How to convert PyTorch code into equivalent Cuda code?

Ajinkya.Bankar · March 26, 2021, 12:44am

I need Cuda codes of the pre-trained AlexNet, GoogleNet, and VGG. Is there any utility that converts PyTorch code into equivalent Cuda code? Kindly help. Thanks.

ptrblck · March 26, 2021, 9:18am

PyTorch code cannot be directly translated to CUDA code, as the CUDA kernels are only a part of the overall model.
What is your use case?

Ajinkya.Bankar · March 26, 2021, 12:35pm

Thank you for your response. I want to use AlexNet and VGG inferencing on the GPGPU Simulator. But the simulator does not support PyTorch directly. So I want to convert pre-trained models from the PyTorch into Cuda codes and then use them on the simulator for inferencing. Is there any other possible way? Kindly help.

ptrblck · March 27, 2021, 12:47am

I’m not familiar with the GPGPU Simulator, but from a quick look at it, I’m not sure, if this library can be used to simulate a complete application or if it’s rather used for specific kernels.

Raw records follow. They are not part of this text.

PR #227, opened 2018-11-15
Add a cookbook for Normandy events

tdsmith:
Describe how to do some common counting operations on the Normandy events in the events table.

PR #233, opened 2018-12-01
Add an addon enrollment-count example

tdsmith:
Followup to #227.

### DIFF
--- a/src/cookbooks/normandy_events.md
+++ b/src/cookbooks/normandy_events.md
@@ -15,7 +15,7 @@ or name (for add-on experiments).
 Normandy events are described in detail in the
 [Firefox source tree docs][normandy-doc].
 
-Note that addon studies do not have branch information in the events table,
+Addon studies do not have branch information in the events table,
 since addons, not Normandy, are responsible for branch assignment.
 For studies built with the [add-on utilities][`addon-utils`],
 branch assignments are published to the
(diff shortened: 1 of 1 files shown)


tdsmith:
My attempt to dedupe client-events may not be correct!

It's necessary because [sometimes](https://github.com/mozilla/webcompat-blipz-experiment/issues/120) events are sent [more than once](https://github.com/mozilla/shield-cloudstorage/issues/41).

But StackOverflow [alleges](https://stackoverflow.com/questions/39505599/spark-dataframe-does-groupby-after-orderby-maintain-that-order?rq=1) that order is not stable over grouping.

An alternative would be to write something like

```python
def generate_row_with_min_index_udf(sdf, key_field):
  @f.pandas_udf(sdf.schema, f.PandasUDFType.GROUPED_MAP)
  def udf(df):
    return df.sort_values(key_field).fillna(method="bfill").iloc[:1,]
  return udf

my_events = (
  shield
  .filter(shield.submission >= EXPERIMENT_START)
  .filter(shield.payload.getItem("study_name") == STUDY_NAME)
  .filter(shield.payload.getItem("testing") == False)
  .withColumn("event", shield.payload.getItem("data").getItem("study_state"))
  .withColumn("branch", shield.payload.getItem("branch"))
  .select(shield.client_id, shield.submission, "event", "branch")
)

earliest_row = generate_row_with_min_index_udf(my_events, "submission")

events_by_branch = (
  my_events
  .groupBy(shield.client_id, "event")
  .apply(earliest_row)
  .groupBy("submission", "event", "branch")
  .agg(f.count("*").alias("n"))
)
```

which is not exceptionally performant and feels unwieldy, but maybe this is an unwieldy problem.

mreid-moz:
Another possibility is to use [`dropDuplicates`](https://spark.apache.org/docs/latest/api/python/pyspark.sql.html#pyspark.sql.DataFrame.dropDuplicates) using the two columns in question, but afaik it also doesn't preserve order - how important is it to get the first item?

Aside: my kingdom for broadly available [`DISTINCT ON`](https://www.postgresql.org/docs/11/sql-select.html#SQL-DISTINCT) functionality :-/

felixlawrence:
Would this be a scenario where you should `GROUP BY` everything you're selecting other than the timestamp, which you apply `F.min()` to?

If you need to group by only certain columns and pull out the data from other columns of the very first row in the group - e.g. a client enrolls in one branch then another then a third, and you want to find the branch they first enrolled in and ignore the other branches - then yes you'll need a different approach. Here's three:
1. Write a subquery that finds the minimum timestamp associated with each `(client_id, ...)` tuple that describes what you're wanting to group by. Then join this to the original table, filtering out the row(s) that match this timestamp.
2. Do a `LEFT JOIN` looking for older events, and filter out any events where the join succeeded.
3. Drop to an RDD, key it by what you're trying to group by, then `reduceByKey`. Example (where I was using `timestamp` to break a tie between `submission_date_s3`):
```
k1 = mse_rdd.keyBy(lambda x: x.client_id)
k2 = k1.reduceByKey(
    lambda x, y: 
        x if x.submission_date_s3 < y.submission_date_s3
        else y if y.submission_date_s3 < x.submission_date_s3
        else x if x.timestamp < y.timestamp else y
)
```

tdsmith:
> Would this be a scenario where you should GROUP BY everything you're selecting other than the timestamp, which you apply F.min() to?

Oops -- yes, I think it is. It looks like I was trying to count a client_id exactly once, even if the client_id was enrolled in more than one branch, and to extract the branch matching that earliest enrolment. I think that is not a useful requirement, so this approach seems both correct and simpler.

wlach:
@tdsmith is this still relevant? or should we close?

tdsmith:
I should just delete the pyspark sections; let me do that now.

tdsmith:
Oh, and this is all new; this can go away. Thanks!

EssamWisam1 · May 22, 2025, 4:13pm

@ptrblck could you elaborate further. Like why is it possible to get Triton code from torch.compile but not CUDA code?

ptrblck · May 22, 2025, 11:05pm

You can read the native CUDA kernels in the code base, but note my questions:

Exporting the host as well as device code to CUDA won’t be possible as you need the execute the host code by definition.
If you are only asking about native CUDA kernels, you can find them in the repository.
CUDA Math libs (e.g. cuBLAS and cuDNN) are closed-source and you won’t be able to read the code.

EssamWisam1 · May 27, 2025, 11:37am

Thank you so much.

I am pondering why is it not possible to convert a PyTorch nn.Module into its equivalent CUDA code since my understanding is that this (or something similar) happens under the hood to run on my Nvidia GPU. Or otherwise why torch.compile does not have this option.

as the CUDA kernels are only a part of the overall model.
Could you clarify further? I thought:

import torch

class MyModel(torch.nn.Module):
    def forward(self, x):
        return torch.relu(x @ x.T + x)

would purely equivalent to a pipeline of one or more kernels written in CUDA.